Whenever Linux is used in a networked environment, you can use the kernel functions that allow the manipulation of network packets to maintain a separation between internal and external network areas. The Linux netfilter framework provides the means to establish an effective firewall that keeps different networks apart. With the help of iptables — a generic table structure for the definition of rule sets — precisely control the packets allowed to pass a network interface. Such a packet filter can be set up quite easily with the help of SuSEfirewall2 and the corresponding YaST module.
The components netfilter and iptables are responsible for the filtering and manipulation of network packets as well as for network address translation (NAT). The filtering criteria and any actions associated with them are stored in chains, which must be matched one after another by individual network packets as they arrive. The chains to match are stored in tables. The iptables command allows you to alter these tables and rule sets.
The Linux kernel maintains three tables, each for a particular category of functions of the packet filter:
This table holds the bulk of the filter rules, because it implements the packet filtering mechanism in the stricter sense, which determines whether packets are let through (ACCEPT) or discarded (DROP), for instance.

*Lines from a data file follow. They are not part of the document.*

PR #384, opened 2017-11-27
Made generated templates more easier to localize

martonmiklos:
Added labels containing the humanized field names to the generated templates:
- To the add/edit form's inputs
- To the paginator header links in the index

As the displayed strings in the generated contents are localizable I think the fields names should be localizable as well.

### DIFF
--- a/src/Template/Bake/Template/index.twig
+++ b/src/Template/Bake/Template/index.twig
@@ -42,7 +42,7 @@
         <thead>
             <tr>
 {% for field in fields %}
-                <th scope="col"><?= $this->Paginator->sort('{{ field }}') ?></th>
+                <th scope="col"><?= $this->Paginator->sort('{{ field }}', ['label' => __('{{ fieldHumanNames[field] }}')]) ?></th>
 {% endfor %}
                 <th scope="col" class="actions"><?= __('Actions') ?></th>
             </tr>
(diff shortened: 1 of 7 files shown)


src/Template/Bake/Template/index.twig
```diff
@@ -42,7 +42,7 @@
         <thead>
             <tr>
 {% for field in fields %}
-                <th scope="col"><?= $this->Paginator->sort('{{ field }}') ?></th>
+                <th scope="col"><?= $this->Paginator->sort('{{ field }}', ['label' => __('{{ fieldHumanNames[field] }}')]) ?></th>
```
markstory: This method doesn't have a label option in the second argument. See [the API docs](https://api.cakephp.org/3.5/class-Cake.View.Helper.PaginatorHelper.html#_sort).

martonmiklos: Hmm. But it seems to be working:
kep

What do you recommend? Is this an undocumented feature, which might change in the future?

dereuromark:
You might not know: Everything you changed is already localized. 
You just added extra verbosity. Most would find that unnecessary.

martonmiklos:
Oh. I have just realised it so I will close the PR. What do you think about the documentation of the label parameter of the PaginatorHelper::sort?
I think it would be useful to update the docs because having a different sorter label than the humanized field name is not so uncommon need.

This table defines any changes to the source and target addresses of packets. Using these functions also allows you to implement masquerading, which is a special case of NAT used to link a private network with the Internet.
The rules held in this table make it possible to manipulate values stored in IP headers (such as the type of service).

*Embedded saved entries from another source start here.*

PR #387, opened 2017-12-01
Run phpstan checks.

ADmad:


src/Shell/Task/ModelTask.php
```diff
@@ -1031,14 +1031,14 @@ protected function _getAllTables()
                 'Connections need to implement schemaCollection() to be used with bake.'
             );
 
-            return $this->_stop();
+            $this->_stop();
```
markstory: You might need this return for when stop is mocked. You could also use abort() instead.

ADmad:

The above-mentioned tables contain several predefined chains to match packets:
This chain is applied to incoming packets.
This chain is applied to packets destined for the system's internal processes.

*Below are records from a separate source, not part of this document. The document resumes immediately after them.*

PR #388, opened 2017-12-01
Get FQCN instead of assuming it's a core behavior.

ADmad:


dereuromark:
Looks good.

markstory:
Looks good. Tests will need to be updated though.

ADmad:
Tests are fine, the code needed to be tweaked. My initial patch failed due to the fact that core behaviors are under `ORM/Behavior` instead of `Model/Behavior`.

This makes me wonder if this difference in namespace should be handled inside `App::className()` itself instead of [Behavior::_resolveClassName()](https://github.com/cakephp/cakephp/blob/d7cf3e7a1dde15ed9516b9932f6c436b4cd973ec/src/ORM/BehaviorRegistry.php#L92).

markstory:
@ADmad `App::className()` is already pretty complex, perhaps behavior class resolution could have a public method on the BehaviorRegistry?

ADmad:
> perhaps behavior class resolution could have a public method on the BehaviorRegistry?

And be static too? Wouldn't want to instantiate registry just to generate classname.

markstory:
A static method should be ok.

PR #424, opened 2021-11-26
[15.0][MIG] test_component: Migration to 15.0

yankinmax:
Depends on:
- [ ] https://github.com/OCA/connector/pull/423


test-requirements.txt
```diff
@@ -0,0 +1 @@
+odoo-addon-component @ git+https://github.com/OCA/connector@refs/pull/423/head#subdirectory=setup/component
```
simahawk: next time put this in its own commit to make it prominent

simahawk (commented):
LG, I wait for one more review on #423

test-requirements.txt
yankinmax: ok, got it, thanks

simahawk (changes requested):
blocking till the test dep is gone

sebalix (approved):
Pre-approving

simahawk (approved):

PR #425, opened 2021-12-02
[MIG][15.0] connector + component_event + test_connector

i-vyshnevska:


simahawk:
`test_connector` should be migrated too

component_event/tests/test_event.py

This chain is applied to packets that are only routed through the system.
This chain is applied to packets originating from the system itself.
This chain is applied to all outgoing packets.
Figure 26.7. “iptables: A Packet's Possible Paths” illustrates the paths along which a network packet may travel on a given system. For the sake of simplicity, the figure lists tables as parts of chains, but in reality these chains are held within the tables themselves.
In the simplest of all possible cases, an incoming packet destined for the system itself arrives at the eth0 interface. The packet is first referred to the PREROUTING chain of the mangle table then to the PREROUTING chain of the nat table. The following step, concerning the routing of the packet, determines that the actual target of the packet is a process of the system itself. After passing the INPUT chains of the mangle and the filter table, the packet finally reaches its target, provided that the rules of the filter table are actually matched.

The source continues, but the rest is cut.